Saved data entries:
PR #942, opened 2026-06-18
Fix Gradle metadata repository service scoping

### LINKED ISSUE #415: Native gradle plugin - Metadata repository URL can be set only in the first project being evaluated
In a multi module project, the metadata repository URL can be set only in the build.gradle file of the first module being evaluated. This happens because `GraalVMReachabilityMetadataService` is a shared service and created just for the first evaluated module. The metadata repository URL from any other module is ignored.

**System Info:**
 - OS: Mac
 - GraalVM Version: 22.3.0 CE
 - Java Version: 17
 - Plugin version: native-gradle-plugin:0.9.20

jormundur00:
Fixes #415

## What changed

This PR fixes multi-module Gradle builds where different subprojects configure different reachability metadata repositories.

Before this change, Native Build Tools could reuse repository settings from the first subproject that initialized the shared metadata service. That meant later subprojects could silently use the wrong metadata repository.

After this change, each subproject uses its own configured metadata repository.

## Why

Multi-project builds can now safely use different metadata repositories per subproject without cross-project leakage.

## Example

Before:

```gradle
project(":app1") {
    graalvmNative {
        metadataRepository {
            uri = uri("file:///tmp/metadata-repo-a")
        }
    }
}

project(":app2") {
    graalvmNative {
        metadataRepository {
            uri = uri("file:///tmp/metadata-repo-b")
        }
    }
}
```

In some builds, `app2` could still end up using the repository configuration from `app1`.

After:

`app1` uses `metadata-repo-a` and `app2` uses `metadata-repo-b`, matching each subproject's own configuration.

## Implementation summary

- Scope the shared Gradle metadata service per subproject so one project's repository settings do not leak into another.
- Keep service reuse within a single project while allowing different subprojects to carry different metadata repository parameters.
- Add a multi-project regression that verifies each subproject resolves metadata from its own configured repository.

## Validation

Run from the issue worktree with `JAVA_HOME` and `GRAALVM_HOME` set to the installed GraalVM 17 runtime:

- `./gradlew :native-gradle-plugin:functionalTest --tests "org.graalvm.buildtools.gradle.NativeConfigRepoFunctionalTest.subprojects can use different metadata repositories"` passed.
- `./gradlew :native-gradle-plugin:test :native-gradle-plugin:inspections` passed.
- `./gradlew :native-gradle-plugin:configCacheFunctionalTest --tests "org.graalvm.buildtools.gradle.NativeConfigRepoFunctionalTest.subprojects can use different metadata repositories"` passed.
- `grund fmt . --marker --check` passed.
- Targeted grounding checks resolved and found the changed `FS-gradle-resources-and-metadata.3` citations.

### DIFF
--- a/native-gradle-plugin/src/functionalTest/groovy/org/graalvm/buildtools/gradle/NativeConfigRepoFunctionalTest.groovy
+++ b/native-gradle-plugin/src/functionalTest/groovy/org/graalvm/buildtools/gradle/NativeConfigRepoFunctionalTest.groovy
@@ -151,7 +151,7 @@ graalvmNative {
         outputContains "[graalvm reachability metadata repository for org.graalvm.internal:library-with-reflection:1.5]: Configuration is forced to version 2"
     }
 
-    // §FS-resources-and-metadata.3
+    // Multi-project metadata collection must honor each project's configured repository URI. §FS-resources-and-metadata.3.
     def "subprojects can use different metadata repositories"() {
         given:
         settingsFile << """
--- a/native-gradle-plugin/src/functionalTest/groovy/org/graalvm/buildtools/gradle/NativeConfigRepoFunctionalTest.groovy
+++ b/native-gradle-plugin/src/functionalTest/groovy/org/graalvm/buildtools/gradle/NativeConfigRepoFunctionalTest.groovy
@@ -42,8 +42,12 @@
 package org.graalvm.buildtools.gradle
 
 import org.graalvm.buildtools.gradle.fixtures.AbstractFunctionalTest
+import org.graalvm.buildtools.gradle.fixtures.FileUtils
 import org.gradle.api.logging.LogLevel
 import spock.lang.Unroll
+
+import java.nio.file.Files
+import java.nio.file.Path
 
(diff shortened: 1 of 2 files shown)


vjovanov (approved):

native-gradle-plugin/src/functionalTest/groovy/org/graalvm/buildtools/gradle/NativeConfigRepoFunctionalTest.groovy
```diff
@@ -147,4 +151,80 @@ graalvmNative {
         outputContains "[graalvm reachability metadata repository for org.graalvm.internal:library-with-reflection:1.5]: Configuration is forced to version 2"
     }
 
+    def "subprojects can use different metadata repositories"() {
```
vjovanov, line 155: Tests should always cite the spec they are testing.

jvukicev: It did cite it, just inside of the test. I've moved the citation to cover the whole test.

PR #926, opened 2026-06-16
Fix generateTestResourceConfig autodetection paths

jormundur00:
Fixes #566

## What changed

This PR fixes Maven `native:generateTestResourceConfig` autodetection so current-project test resources are discovered from processed test output rather than from the main output artifact or raw test resource source directories.

Before this change, current-project autodetection could scan the wrong paths for test resources.

After this change, current-project test resource autodetection uses `target/test-classes` while preserving the existing shared classpath scanning behavior for dependencies.

## Why

Users expect test resource config generation to reflect the processed test output Maven actually builds for the current project. Scanning the wrong paths can either miss resources or pick up the wrong inputs.

## Example

Before:

`native:generateTestResourceConfig` could treat raw `src/test/resources` directories or main output artifacts as the current-project source for autodetection.

After:

The same goal now scans the processed current-project test output under `target/test-classes`, which matches Maven's test resource pipeline.

## Implementation summary

- Add an overridable current-project artifact hook in `AbstractResourceConfigMojo`.
- Update `NativeBuildTestResourceConfigMojo` to use `mavenProject.getBuild().getTestOutputDirectory()` for current-project autodetection.
- Remove raw test resource source directories from the test resource config autodetection path.
- Clarify the Maven resource metadata functional spec.
- Update functional expectations so autodetection-enabled test resource generation follows processed test output resources.

## Validation

- `grund fmt . --marker --check`
- `git diff --check`
- `JAVA_HOME=/home/jovan/.sdkman/candidates/java/17.0.12-graal PATH=/home/jovan/.sdkman/candidates/java/17.0.12-graal/bin:$PATH ./gradlew :native-maven-plugin:inspections --no-daemon`
- `JAVA_HOME=/home/jovan/.sdkman/candidates/java/17.0.12-graal PATH=/home/jovan/.sdkman/candidates/java/17.0.12-graal/bin:$PATH ./gradlew :native-maven-plugin:functionalTest --no-daemon --fail-fast --tests org.graalvm.buildtools.maven.JavaApplicationWithResourcesFunctionalTest`

PR #966, opened 2026-07-08
Fix Maven native test resource handling

### LINKED ISSUE #566: With autodetection enabled, `generateTestResourceConfig` should look at processed test resources only
What happens currently, given that `resources.autodetection.enabled` is set, is the following:

## `generateResourceConfig`

* ✅  Detects resources in `target/classes`.

```
[INFO] [INFO] --- native:0.9.28:generateResourceConfig (default-generateResourceConfig) @ package-native-image ---
[INFO] [INFO] Detected resources for /Users/alvaro/Dev/micronaut-projects/micronaut-maven-plugin/target/it/package-native-image/target/classes are [logback.xml, application.yml]
[INFO] [INFO] Resources configuration written into /Users/alvaro/Dev/micronaut-projects/micronaut-maven-plugin/target/it/package-native-image/target/native/generated/generateResourceConfig/resource-config.json
```

## `generateTestResourceConfig`

* :x: Detects resources in `target/classes`. It should be in `target/test-classes`.
* :x: Detects resources in `src/test/resources`. This shouldn't be attempted since a) those are unprocessed; and b) processed test resources will already be in `target/test-classes`.

```
[INFO] [INFO] --- native:0.9.28:generateTestResourceConfig (default-generateTestResourceConfig) @ package-native-image ---
[INFO] [INFO] Detected resources for /Users/alvaro/Dev/micronaut-projects/micronaut-maven-plugin/target/it/package-native-image/target/classes are [logback.xml, application.yml]
[INFO] [INFO] Detected resources for /Users/alvaro/Dev/micronaut-projects/micronaut-maven-plugin/target/it/package-native-image/src/test/resources are [application-test.yml]
[INFO] [INFO] Resources configuration written into /Users/alvaro/Dev/micronaut-projects/micronaut-maven-plugin/target/it/package-native-image/target/native/generated/generateTestResourceConfig/resource-config.json
```

alvarosanchez:
## Summary

Use Maven's processed build outputs consistently for native tests:

- stop adding raw `src/test/resources` directories to the `native:test` image classpath
- make `native:generateTestResourceConfig` scan both `project.build.outputDirectory` and `project.build.testOutputDirectory` for the current project
- preserve dependency artifact scanning
- document the Maven lifecycle semantics in the functional specs

This supersedes #926 and closes #566. Unlike #926, it also fixes the native-test runtime classpath, where both `target/test-classes` and `src/test/resources` were previously passed to `native-image`.

## Why

`target/classes` and `target/test-classes` are Maven's processed main and test outputs. They contain compiled classes plus resources after filtering, exclusions, custom output paths, and resource-generating executions. Adding raw test resource source directories as well:

- duplicates resources already copied to `target/test-classes`
- bypasses Maven filtering and exclusions
- omits resources generated directly into the test output
- can make duplicate-resource detection fail during native test image generation

If a build intentionally skips test-resource processing, the native plugin now respects that lifecycle choice rather than reintroducing raw resources behind Maven's back.

Main resources do not have the same current duplication path: the native test classpath already uses the processed main output or packaged artifact and does not add `src/main/resources`. Test-resource autodetection nevertheless scans both processed main and test outputs because both are part of the native-test runtime classpath.

## TDD / verification

The functional tests were changed before the follow-up source fix and failed against the previous implementation:

- dynamic main-resource lookup failed in the native test because `message.txt` was absent from generated resource configuration
- generated test resource configuration contained only processed test resources, omitting processed main resources

The implementation then made those tests pass. Integration coverage now verifies from generated build artifacts and the actual native-image argument file that:

- `target/classes` and `target/test-classes` are on the native-test classpath
- neither `src/main/resources` nor `src/test/resources` is on that classpath
- processed main resources required through a runtime-selected name are included and available in the native test image
- a raw test resource excluded by Maven is not detected
- a resource generated directly into `target/test-classes` is detected
- test resource autodetection scans both processed outputs
- resource-config checks are independent of JSON entry ordering

Local verification:

- `grund check`
- `./gradlew :native-maven-plugin:test :native-maven-plugin:checkstyleMain --no-daemon`
- `./gradlew :native-maven-plugin:functionalTest --no-daemon --tests 'org.graalvm.buildtools.maven.JavaApplicationWithResourcesFunctionalTest'`

### DIFF
--- a/native-maven-plugin/docs/functional/native-tests.md
+++ b/native-maven-plugin/docs/functional/native-tests.md
@@ -6,9 +6,11 @@ run those tests as a native image through Maven's test lifecycle.
 ## 1. Test classpath
 
 `native:test` must include compile, runtime, test, compile-plus-runtime, and provided-scope
-dependencies needed by the test image. It must add compiled test classes, test resources, plugin
-artifacts relevant to Native Build Tools and JUnit, and inferred `junit-platform-native`
-dependencies.
+dependencies needed by the test image. Current-project content must come from Maven's build
+outputs, including the processed test output directory; raw test resource source directories must
+not be added because doing so bypasses Maven resource filtering and exclusions and duplicates
+resources already present in the processed output. The goal must also add plugin artifacts relevant
+to Native Build Tools and JUnit and inferred `junit-platform-native` dependencies.
 
 ## 2. Test discovery preconditions
 
--- a/native-maven-plugin/docs/functional/resources-and-metadata.md
+++ b/native-maven-plugin/docs/functional/resources-and-metadata.md
@@ -11,9 +11,9 @@ respect existing Native Image resource configuration and the shared classpath sc
 [§common/FS-common-libraries.2](../../../common/docs/functional-spec.md#2-resource-configuration).
 
 For `native:generateTestResourceConfig`, autodetection for the current project must use Maven's
-processed test output directory instead of the main output artifact or raw test resource source
-directories. This preserves resource filtering, exclusions, and resources generated directly into
-the test output.
+processed main and test output directories instead of raw resource source directories. This scans
+the native-test runtime classpath while preserving resource filtering, exclusions, and resources
+generated directly into either output.
 
 ## 2. Reachability metadata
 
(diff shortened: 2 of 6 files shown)


jormundur00 (commented):
P2 — Direct goal invocation no longer detects test resources

`getProjectArtifacts()` now returns only `target/test-classes`. Invoking `mvn native:generateTestResourceConfig` directly does not execute `process-test-resources`, so that directory may not exist and autodetection produces an empty configuration. Previously, this goal scanned the declared raw test-resource directories. Please retain an appropriate fallback when the processed output is absent, or otherwise ensure the prerequisite lifecycle phase runs. The new functional test binds the goal to `test`, so it does not cover direct invocation.

jormundur00 (approved):
Looks good to me. The follow-up correctly scans the processed main and test outputs, and the updated tests cover filtered/generated resources plus the native-test classpath.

### Required work
In your reply, restate exactly the lines from the start of the records above through the line holding "### LINKED ISSUE #415: Native", including both, and nothing else.

### Exercise solution
PR #942, opened 2026-06-18
Fix Gradle metadata repository service scoping

### LINKED ISSUE #415: Native gradle plugin - Metadata repository URL can be set only in the first project being evaluated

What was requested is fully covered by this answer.